Fresh sea spray turns 'sour' after being airborne
Aerosols are everywhere. These tiny liquid or solid particles populate the atmosphere, emerging from natural and artificial sources like volcanoes and oceans, and fossil fuels and agriculture. Ranging in size from less than the width of the smallest viruses to roughly the diameter of a human hair, aerosols are mighty in their impact on climate and human health.
Aerosols also can be described as warming, as in dark soot, or cooling, as in sea spray. UC San Diego Distinguished Professor of Chemistry and Biochemistry Vicki Grassian and graduate student Kyle Angle studied the cool version, showing that sea spray aerosols become more acidic within two minutes of their creation.

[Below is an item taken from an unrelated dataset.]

PR #1313, opened 2016-06-24
More efficient implementation of array:put(...)

LeoWoerteler:


ChristianGruen:
I expected this to come ;) …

Sea spray aerosols are born when bubbles burst and waves crash at the ocean's surface. Before this study scientists thought that the watery particles, once produced, took their time—days or weeks—to turn "sour." But Grassian and Angle, along with a team of researchers from the Center for Aerosol Impacts on Chemistry of the Environment (CAICE), including researchers from UC San Diego, Colorado State University, University of Wisconsin-Madison and UC Davis, demonstrated that aerosol acidity also depends on size—smaller particles are more acidic than larger ones.

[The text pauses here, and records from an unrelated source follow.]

Issue #1345, opened 2016-08-25
BaseX Dockerfile: wrong permissions 


micheee:
I noticed that running basexhttp via docker leads to the following issue:

```bash
docker run basex/basexhttp
touch: cannot touch ‘/root/.m2/copy_reference_file.log’: Permission denied
Can not write to /root/.m2/copy_reference_file.log. Wrong volume permissions?
```

My suspicion is that somehow the ENTRYPOINT from the parent image (maven:3-jdk-7) is being ran on startup instead of `basexhttp`.

I am proposing a fix, but @JensErat I might need your approval ;-)

PR #1346, opened 2016-08-25
[FIX] Dockerfile: set ENTRYPOINT and CMD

"The smallest particles become 100,000 times more acidic than the ocean within two minutes," said Angle, first author of the paper published online in the journal Proceedings of the National Academy of Sciences. "I expected this to happen for particles that had been interacting with pollution for days, but seeing it for fresh sea spray was an interesting finding."
The finding, according to Angle, is chemically important because the properties and reactivity of aerosols change with particle acidity. For example, the harmful pollutant sulfur dioxide is oxidized to sulfate more quickly at the interface of acidic aerosols. The sulfate can go on to act as a cloud seed in the atmosphere. The scientific community, therefore, seeks to understand these transformations in order to predict cloud formation and ultimately understand climate change.
For the broader public, these results have important implications for air quality. "More acidic particles can increase lung stress, so we must understand the causes of acidic aerosols," Angle said.
The litmus test
The basics of conducting this research, like in high school chemistry labs, involved the litmus test, used to determine if a substance is acidic or basic/alkaline.
"If you dipped litmus paper in lemon juice or vinegar, it would turn red, telling you these liquids are acidic. If you dipped it in seawater, it would turn blue, because the ocean is more alkaline," explained Angle. "When I separated sea spray aerosols based on size and applied litmus paper to them, I found that the big ones are as acidic as tomato juice and the small ones as acidic as lemon juice. This shows that the particles produced from seawater have a different pH than the original seawater."
According to Grassian, this is an unexpected finding that adds to the understanding of sea spray aerosol, an important component of the Earth's atmosphere.